Spinach was domesticated a mere 2,000 or so years ago in Persia (Iran), and was brought to China around 600 AD and then to North Africa and Spain about 1100 AD. Spinach spread through Europe and ultimately came to North America with the early colonists. People all over selected their favorite leaf sizes and shapes, yield, and blooming characteristics, gradually fashioning a green that really didn’t change very much.
SIGNS OF SELECTION
Researchers probe genomes for signs of “selective sweeps” – mutations that alter the amino acid sequence of a protein that a gene encodes. A mutation that does so – for example, a DNA triplet of TGA to CGA would change the corresponding amino acid threonine to alanine – can impact evolution, ultimately, if it alters the protein in a way that gives the organism a reproductive advantage. In contrast, a change of TGA to TGT, TGG, or TGC would still encode threonine, and therefore not affect a trait, and so not be subject to natural or artificial selection. (All species use this same genetic code, despite much media misreporting of “human genetic codes.”)
Anyway, even though spinach hasn’t promiscuously swapped its chromosomes with those of other plants, its genome does harbor 93 regions, embracing 261 genes, that indicate “domestication sweeps” of positive selection, reflecting the touch of humanity. Some selected genes affect leaf number and stem lengths. More important are the 193 genes that encode proteins that provide disease resistance, which interestingly affect Toll-like and interleukin receptors, which we also have. Some of the newly-identified spinach genes may suggest ways to protect against the plant’s major pathogen, downy mildew. Aka “late blight,” the infection has devastated California spinach crops and has recently shown up in New York state.

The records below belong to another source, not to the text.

PR #457, opened 2018-03-22
Rename DCMS to DDCMS

nacnudus:
### Context

"Department for Culture, Media & Sport" is now "Department for Digital, Culture, Media & Sport" and has been renamed here https://www.gov.uk/api/organisations

This might be used as the registry of the data-sharing-agreement registers.  It hasn't yet been used as a registry of any other register.

Rename and re-slug "Department for Culture, Media & Sport" `department-for-culture-media-sport` to "Department for Digital, Culture, Media & Sport" `department-for-digital-culture-media-sport`.

### Guidance to review

Is it okay to rename these things, or should a new entry be appended instead?

### DIFF
--- a/src/main/resources/config/public-bodies.yaml
+++ b/src/main/resources/config/public-bodies.yaml
@@ -50,9 +50,9 @@ legal-services-commission:
 civil-service-intelligence-analysis-profession:
   name: "Intelligence Analysis "
   public-body: "civil-service-intelligence-analysis-profession"
-department-for-culture-media-sport:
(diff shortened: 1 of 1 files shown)


michaelabenyohai:
@nacnudus this is ok to do given that no existing registers have their `registry` as the old `department-for-culture-media-sport`. I've just checked all the Register registers and looks fine. It would have been breaking for those registers anyway as it's been removed from the https://www.gov.uk/api/organisations API.

PR #459, opened 2018-04-04
Separate register name from ID

michaelabenyohai:
### Context
Some registers will now use "meaningless" IDs. We also need a more human-readable register name. The register name will be optional as a first step. If it's not specified, the ID will continue to be used as a name.

See individual commits. There is also some refactor to the record/index layers to tidy up a bit. The commit messages should describe each change in more detail

### Guidance to review
If you add an entry against key `register-name` then you should see this name used on the home page. Otherwise the ID is used.

```
add-item  {"register-name":"School England"}
append-entry  system  register-name  ts sha-256:abc
```

TODO: rename this key to name and name to id at some point.


michaelabenyohai:
This is failing because of the vulnerability check. I'm going to fix that in another PR now.

karlbaker02:
Everything looks good (so many changes)! There'll have to be some work to remove some of the methods we have at the point in time when the entry tables are merged, but making it clearer in the meantime is probably a good idea. I really like that `DerivationRecordIndex` has been removed too - everything with the name `derivation` needs to go :)

PR #461, opened 2018-04-06
Refactor download-and-preview views

michaelabenyohai:
### Context
A refactor of download-and-preview HTML views.

We could have been using the `HtmlViewSupport` class for all download-and-preview HTML views, which simplifies the template logic. It also means we can remove `download-and-preview-single.html` as it does the same thing as `download-and-preview.html`.

### Guidance to review
Check all the `Get data as` links still work on all views for entry, item, record and including pagination.


michaelabenyohai:
Blocked by merging https://github.com/openregister/openregister-java/pull/460

gidsg:
are we still linking to these views? I can't find them in the current design of the API inspector?

michaelabenyohai:
@gidsg the pages for "preview json" etc no longer exist. However, these views are just reusable fragments for the "Get this data as JSON, YAML etc." HTML on most pages. So they are used in `entries.html`, `entry.html`, `records.html` etc.

PR #462, opened 2018-04-06
Make "View Register" lower case "View register"

michaelabenyohai:
### Context
This was picked up by Mark.


michaelabenyohai:
Blocked by merging https://github.com/openregister/openregister-java/pull/460

PR #463, opened 2018-04-09
Instructions update

maxf:
### Context

New user getting set up

- make `run-application.sh` script usable even if you use an incompatible shell
- use the correct classpath of module (`openregister-java` without `_main`)
- be agnostic about the pyvenv version (in case you have 3.6 for instance)

### Guidance to review

The last 2 points are open to discussions, but they're changes I've had to make to get set up.

### DIFF
--- a/README.md
+++ b/README.md
@@ -56,7 +56,7 @@ See detailed steps for experimenting locally [here](RUNNING_LOCALLY.md).
 - `File > Open` your checkout directory
 - `Run > Edit Configurations`
 - Edit `RegisterRunner`
-- Use classpath of module: `openregister-java_main`
+- Use classpath of module: `openregister-java`
 - JRE: *select your installed JRE e.g.* `1.8`
 - `Run > Run... > RegisterRunner`
 
--- a/README.md
+++ b/README.md
@@ -56,7 +56,7 @@ See detailed steps for experimenting locally [here](RUNNING_LOCALLY.md).
 - `File > Open` your checkout directory
 - `Run > Edit Configurations`
 - Edit `RegisterRunner`
-- Use classpath of module: `openregister-java`
+- Use classpath of module: `openregister-java_main`
 - JRE: *select your installed JRE e.g.* `1.8`
 - `Run > Run... > RegisterRunner`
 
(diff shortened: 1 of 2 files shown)


build.gradle
```diff
@@ -161,7 +161,7 @@ task(loadSchoolDataForConformance, type: Exec) {
 }
 
 task createConformanceTestVenv(type: Exec) {
-    commandLine 'pyvenv-3.5', '.venv'
+    commandLine 'pyvenv', '.venv'
```
arnau: Does this ensure python3 is used? Or, does this prevent using python2?

maxf: Looks like pyvenv is deprecated anyway: https://docs.python.org/3/library/venv.html
It says we should be using `python -m venv`, which doesn't seem to work with python 2.

Would mandating python3 be acceptable?

arnau: I think it is acceptable, yes. @gidsg @michaelabenyohai ?

gidsg: @maxf you can try this although we have had problems with this failing on Travis CI when we attempted to switch from `pyvenv` currently we have this condition to use an old travis build which does not come bundled with Python 3: https://github.com/openregister/openregister-java/blob/086128b2b0ea8fd07db8d5dd2dcdecc410c60ffe/.travis.yml#L1

My suggestion would be to merge this as-is as it is an improvement on what we have and then in a separate PR look to update the travis build and use python3 `venv`.

README.md
```diff
@@ -56,7 +56,7 @@ See detailed steps for experimenting locally [here](RUNNING_LOCALLY.md).
 - `File > Open` your checkout directory
 - `Run > Edit Configurations`
 - Edit `RegisterRunner`
-- Use classpath of module: `openregister-java_main`
+- Use classpath of module: `openregister-java`
```
gidsg: not sure about this, if I use this classpath I get error:
```
Could not find or load main class uk.gov.register.RegisterApplication
```

maxf: I'll remove this for now then, and will investigate why it's the other way round for me.

build.gradle
maxf: fine by me!

PR #465, opened 2018-04-23
Implement RFC 0002 (URI Consolidation)

gidsg:
### Context
https://github.com/openregister/registers-rfcs/blob/master/content/uri-consolidation/index.md

Implement [RFC 0002](https://github.com/openregister/registers-rfcs/blob/master/content/uri-consolidation/index.md)

### Guidance to review
Canonical URLs should be changed as per RFC e.g. http://localhost:8080/records/400673.json should resolve
Old URLs should 301 redirect as per RFC e.g. http://localhost:8080/record/400673 --> http://localhost:8080/records/400673

N.B. Conformance tests are broken because they do not reflect this RFC. Specifically the URLs within the Turtle representation. We should update them after this PR is merged.

### DIFF
--- a/src/main/java/uk/gov/register/resources/VerifiableLogResource.java
+++ b/src/main/java/uk/gov/register/resources/VerifiableLogResource.java
@@ -28,7 +28,7 @@ public class VerifiableLogResource {
     }
 
     @GET
-    @Path("/entry/{entry-number}/{total-entries}/merkle:sha-256")
+    @Path("/entries/{entry-number}/{total-entries}/merkle:sha-256")
     @Produces(MediaType.APPLICATION_JSON)
     @Timed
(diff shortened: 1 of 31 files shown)


gidsg:
corresponding conformance changes are in: https://github.com/openregister/conformance-test/pull/28

src/main/java/uk/gov/register/resources/VerifiableLogResource.java
```diff
@@ -29,6 +34,15 @@ public RegisterProof registerProof() {
 
     @GET
     @Path("/entry/{entry-number}/{total-entries}/merkle:sha-256")
+    public Response getProofRedirect(
```
gidsg: we need to do the redirect in this class as it owns the top level `/proof` paths.

arnau:
The 404 in HTML instead of json happens in production. Tried:

```
curl -i -H 'Accept: application/json' https://country.register.gov.uk/record/XX
```

PR #474, opened 2018-05-30
Consistent error handling

michaelabenyohai:
### Context
There is a lot of change here but much of it is renaming exceptions.

This change stemmed from wanting to improve our logging when loading RSF fails. Because there are many ways in which loading RSF can fail, this involved improving the way we catch and handle exceptions as well as where and how we log those exceptions. See the below principles I have attempted to follow (as much as possible but probably not everywhere), hopefully this will help review. 

- Rename exceptions to have more appropriate names and add descriptions to all exception classes
- Throw specific exceptions
- Catch expected/known lower-level exceptions and wrap them in a higher-level exception
- Always wrap the original exception (not just the message)
- Log the whole exception at the top, including the whole chain of exceptions
- Only use exception mappers for the high-level exceptions (which encompass low level exceptions), rather than having an exception mapper for every single exception we could possible throw
- Be explicit where a method throws an exception by adding it to the method declaration

### Guidance to review
Use the `/load-rsf` endpoint to cause exceptions (orphan entries etc.). Check output error messages as well log messages to check that the errors appear in both places.


src/main/java/uk/gov/register/exceptions/NoSuchRegisterException.java
```diff
@@ -0,0 +1,12 @@
+package uk.gov.register.exceptions;
+
+import uk.gov.register.core.RegisterId;
+
+/**
+ * Used if the definition of a particular register is missing from the register
+ */
+public class NoSuchRegisterException extends RuntimeException {
+    public NoSuchRegisterException(RegisterId registerId) {
+        super("Definition for " + registerId.value() + " register is missing");
```
gidsg: could we use `String.format` here?

src/main/java/uk/gov/register/resources/DataUpload.java
```diff
@@ -55,12 +56,13 @@ public DataUpload(ObjectReconstructor objectReconstructor, RegisterSerialisation
     @Path("/load")
     @Timed
     public void load(String payload) {
+        // TODO remove this endpoint
```
gidsg: I think this endpoint is described in the spec: https://openregister.github.io/specification/#minting so if we remove it we need to update the spec to correspond (CC @arnau) maybe best to remove this TODO for the time being?

src/main/java/uk/gov/register/providers/LoadExceptionMapper.java
```diff
@@ -0,0 +1,17 @@
+package uk.gov.register.providers;
+
+import uk.gov.register.exceptions.LoadException;
+
+import javax.ws.rs.core.Response;
+import javax.ws.rs.ext.ExceptionMapper;
+import javax.ws.rs.ext.Provider;
+
+// TODO: Remove this when we remove the /load endoint. This only exists to make tests pass.
```
gidsg: as per previous comment re: spec.

PR #475, opened 2018-06-06
fix encoding of /records/ key link

gidsg:
### Context
Previously the HTML view did not correctly handle linking where the key contains a literal backslash. e.g. https://industrial-classification-2007.cloudapps.digital/records/79.90%2F9
https://trello.com/c/B43trWa3/2025-forward-slashes-arent-url-encoded-in-api-explorer-record-id-links

fix encoding of key link where key contains literal backslash. Although Thymeleaf does URL escape `/` is excluded as it is used to form URL paths, so instead we build the encoded key and pass it into the template.

### Guidance to review
Key containing literal slash e.g. `79.90/9` should link correctly in HTML view.

### DIFF
--- a/src/main/java/uk/gov/register/core/UriTemplateLinkResolver.java
+++ b/src/main/java/uk/gov/register/core/UriTemplateLinkResolver.java
@@ -1,7 +1,10 @@
 package uk.gov.register.core;
 
 import javax.ws.rs.core.UriBuilder;
+import java.io.UnsupportedEncodingException;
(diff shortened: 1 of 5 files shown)


arnau:
@gidsg keys should not allow anything out of alphanumeric, -, _. What registers are using chars out of this?

I know it's not well specified, on the to do list for improving the spec.

arnau:
See https://github.com/openregister/registers-rfcs/issues/18 for reference

PR #476, opened 2018-06-15
Add alpha phase into header

dankmitchell:
### Context
We need to tell our users that GOV.UK Registers as a service is in Aplha

- Add `Alpha` phase tag to header
- Remove the register name
- Remove navigation

### Guidance to review
View any html page

### DIFF
--- a/src/main/resources/assets/sass/_header.scss
+++ b/src/main/resources/assets/sass/_header.scss
@@ -44,7 +44,7 @@ $active-nav-color: #1d8feb;
   @extend %contain-floats;
 
   @include screen {
-    background: $black;
+    background-color: $govuk-blue;
     color: $white;
     border-bottom: 10px solid $white;
   }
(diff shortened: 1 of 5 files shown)


michaelabenyohai:
This means that unless we are on the front page there's no way of knowing what register you're looking at unless you look at the URL. Are we ok with that?

dankmitchell:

Other genes that have been selected in spinach have to do with an enzyme, fucosidase, involved in sugar metabolism, perhaps heralding the divergence from the old sugar beet relatives. The gene has the catchy name AtFUC1, in honor of relative Arabidopsis thaliana (At).
With politics so much on everyone’s mind these days, I can’t help but think that the story of spinach sends a message that sometimes, things are okay just the way they are. “Change We Can Believe In” and “Make Spinach Great Again” don’t apply to Spinacia oleracea.